System Combination and Mixture of Experts for Grammatical Error Correction
Abstract:
Every year, the number of English speakers as a second language (ESL) and English speakers as a foreign language (EFL) keeps increasing. As such, the need for grammar correction tools is also increasing in parallel. Many grammatical error correction (GEC) systems with different characteristics have been proposed, and these systems have complementary strengths to one another. Studies have shown that combining multiple GEC systems can lead to a more accurate GEC system. However, not much research has been done on GEC system combination methods.
This thesis carries out an investigation into the best way to combine multiple GEC systems. We believe that existing GEC systems have the potential to generate more accurate corrections if their strengths are combined in the correct way. We believe that combining existing GEC systems is a more efficient way to get a more accurate system compared to building a larger and more complex model. In addition, even when a new and stronger GEC system is published, we can always use system combination methods to combine it with other GEC systems to further increase the accuracy.
We first look at a novel way to formulate the GEC system combination task as a simple machine learning task, which is binary classification. We investigate training a logistic regression model with only the edit type features to combine multiple GEC systems. We find that it is more effective in generating better correction compared to previous system combination methods and conventional ensemble. We also show that our method has more expressive power than previous GEC system combination methods.

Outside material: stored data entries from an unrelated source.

PR #1138, opened 2018-04-17
bugfix: fix flags name should be same

Ace-Tang:
flag name and json field in daemon file should be consistent,
cause we need check the valid and conflict in flags from two part.

flag name and json field in daemon file should be consistent,
cause we need check the valid and conflict in flags from two part.

for eg, this two part should have same name.
```
Labels []string `json:"label,omitempty"`

flagSet.StringSliceVar(&cfg.Labels, "label", []string{}, "Set metadata for Pouch daemon")
```


Ace-Tang:
this pr has conflict with #1132 , if one is merged, the other should be rebased.

Ace-Tang:
it can be merged, @allencloud ,PTAL

HusterWan:
LGTM

PR #1165, opened 2018-04-19
bugfix: persistent storage of sandbox metadata

### LINKED ISSUE #1164: [bug] The pod status data which get from CRI  is error
### Ⅰ. Issue Description
After pod created, if i restart pouch daemon, the sanboxMeta data store in SandboxStore will lost. Now if i get pod status from cri ,it will always get error.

We then investigate a GEC system combination method that also considers the textual features of the hypotheses from the base systems. We are specifically interested in knowing whether a GEC quality estimation model can be utilized for GEC system combination and how effective existing GEC quality estimation models are in that context. We found that existing GEC quality estimation models fail to differentiate good corrections from bad ones, which renders them ineffective for GEC system combination. We then continue our research to build a stronger GEC quality estimation model. The model successfully outperforms previous methods on quality estimation, re-ranking, and system combination tasks. We also investigate various biases that can be added to improve its performance further. By integrating our model with voting bias and with edit scores from our previous system combination method, our model produces the highest F0.5 scores on standard GEC benchmarks compared to prior work.
Lastly, we explore an approach to achieve the benefits of system combination in a more efficient manner. System combination incurs a high computational cost due to the need to run inference on the base systems before running the combination method itself. It would be more efficient to have a single model with multiple sub-networks that specialize in correcting different error types. To achieve this, we propose a novel GEC model with a mixture-of-experts architecture and a routing function that selects the experts based on the error type of each word in the text. The model successfully achieves the performance of a strong GEC model while utilizing three times fewer effective parameters. Furthermore, it generates interpretable corrections by identifying error types during inference.